[Collected data]
--- --- ---
PR #775, opened 2023-04-08
SNOW-738785: Add TaskContext for Task API

sfc-gh-jdu:
This class is needed for Task API prpr. Once Task API is public, we will move this class there. For now, this class is not supposed to be used by Snowpark users directly (so no changelog is needed). If you're interested in the design and usage of this class, take a look at this [doc](https://docs.google.com/document/d/1XN3yUCeBbxYVc2aDEHxHWbvFJNV9jfERK_FTlfkBArQ/edit?usp=sharing).

### DIFF
--- a/src/snowflake/snowpark/context.py
+++ b/src/snowflake/snowpark/context.py
@@ -8,7 +8,7 @@ from typing import Any, Optional
 
 import snowflake.snowpark
 from snowflake.snowpark._internal.analyzer.analyzer_utils import single_quote
-from snowflake.snowpark._internal.utils import validate_object_name
+from snowflake.snowpark._internal.utils import private_preview, validate_object_name
 
 _use_scoped_temp_objects = True
 
@@ -38,6 +38,7 @@ class TaskContext:
         """
         self._session = session
 
+    @private_preview(version="1.4.0")
     def set_return_value(self, value: Any) -> None:
         """
         Explicitly sets the return value for a task. This value can be retrieved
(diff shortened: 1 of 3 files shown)


src/snowflake/snowpark/context.py
```diff
@@ -18,3 +22,65 @@ def get_active_session() -> "snowflake.snowpark.Session":
...
+        This method can only be called in a Snowflake task.
+
+        See `SYSTEM$GET_PREDECESSOR_RETURN_VALUE <https://docs.snowflake.com/en/sql-reference/functions/system_get_predecessor_return_value>`_ for details.
+
+        Args:
+            task_name: The task name of the predecessor task that sets the return value to be retrieved.
+
+                - If the task has only one predecessor task that is enabled, the argument is optional.
+                  If this argument is omitted, the function retrieves the return value for the only enabled predecessor task.
+                - If the task has multiple predecessor tasks that are enabled, this argument is required.
```
sfc-gh-sfan, line 70: I'm curious: what is the behavior if no argument is provided and the task has multiple predecessor tasks? Can we add a test to cover this case?

sfc-gh-jdu: It will throw an error. We're not able to test it because it can only be called in task. On the SnowAPI side, we'll have such tests (I have tested locally)

sfc-gh-sfan (approved):

sfc-gh-jdu:
move to https://github.com/snowflakedb/snowapi-python/pull/26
--- --- ---
◆ Problem
Collect each line above holding the string "import".

◆ Result
@@ -8,7 +8,7 @@ from typing import Any, Optional
 import snowflake.snowpark
 from snowflake.snowpark._internal.analyzer.analyzer_utils import single_quote
-from snowflake.snowpark._internal.utils import validate_object_name
+from snowflake.snowpark._internal.utils import private_preview, validate_object_name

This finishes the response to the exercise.